Abstract
Background
Digital single‐operator cholangioscopy (DSOC) (SpyGlass DS™, Boston Scientific, MA, USA) allows for high‐definition imaging of the biliary tree. The superior visualization has led to the development of two different sets of criteria to evaluate and classify indeterminate biliary strictures: the Monaco criteria and the criteria in Carlos Robles–Medranda’s publication (CRM). Our objective was to assess the interrater agreement (IA) of DSOC interpretation for indeterminate biliary strictures using the two newly published criteria.
Methods
Forty de‐identified DSOC video recordings were sent to 15 interventional endoscopists with experience in cholangioscopy. They were asked to score the videos based on the presence of Monaco Classification criteria: stricture, lesion, mucosal changes, papillary projections, ulceration, white linear bands or rings, and vessels. Next, they scored the videos using CRM criteria: villous pattern, polypoid pattern, inflammatory pattern, flat pattern, ulcerate pattern and honeycomb pattern. The endoscopists then diagnosed the recordings as neoplastic or non-neoplastic based on the criteria. Intraclass correlation (ICC) analysis was done to evaluate interrater agreement for both criteria set and final diagnosis.
Results
Recordings of 26 malignant lesions and 14 benign lesions were scored. The IA using both the Monaco criteria and CRM criteria ranged from poor to excellent (range 0.1–0.76) and (range 0.1–0.62), respectively. Within the Monaco criteria, IA was excellent for lesion (0.75) and fingerlike papillary projections (0.74); good for tortuous vessels (0.7), mucosal features (0.62), uniform papillary projections (0.53), and ulceration (0.58); and fair for white linear bands (0.4).

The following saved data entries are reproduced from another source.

PR #100, opened 2023-08-18
feat: Initial setup of new data export format

DafyddLlyr:
## What does this PR do?

 - Adds a new data export format - DigitalPlanning (terrible name, let's please change this soon!)
 - Re-generates types from JSON schema document
 - It's just using dummy data for now - the intention here was a proof of concept that this setup would work end to end


package.json
```diff
@@ -34,17 +34,21 @@
     "test": "jest",
     "test:coverage": "jest; open ./coverage/lcov-report/index.html",
     "check": "tsc --project ./tsconfig.check.json && pnpm lint",
-    "postinstall": "pnpm i rimraf && pnpm build"
+    "postinstall": "pnpm i rimraf && pnpm build",
+    "generate-types-from-schema": "cd src/export/digitalPlanning/schema/ && json2ts schema.json > types.d.ts"
```
DafyddLlyr, line 38: I did consider making this a script in the subfolder to avoid polluting this here, but it seemed pretty quick / pragmatic.

src/export/digitalPlanning/model.test.ts
```diff
@@ -0,0 +1,103 @@
...
+        passport: mockPassport,
+        templateNames: ["template1", "template2"],
+      });
+
+      const payload = instance.getPayload();
+
+      expect(payload).toEqual(instance.payload);
+    });
+
+    describe("invalid payloads", () => {
```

Within the CRM criteria, the IA was good for villous pattern (0.62), flat pattern (0.62), and honeycomb pattern; fair for ulcerated pattern (0.56), polypoid pattern (0.52) and inflammatory pattern (0.54). The diagnostic IA using Monaco criteria was good (0.65), while the diagnostic IA using CRM was fair (0.58). The overall diagnostic accuracy using the Monaco classification was 61% and CRM criteria were 57%.
Conclusion
The IOA and accuracy rate of DSOC using visual criteria from both Monaco Criteria and CRM are similar. However, some criteria from both sets suffer from poor IA, thus affecting the overall diagnostic accuracy. More formal training and refinements in visual criteria with additional validation are needed to improve diagnostic accuracy.
Trial Registration
ClinicalTrials.gov Identifier: NCT02166099.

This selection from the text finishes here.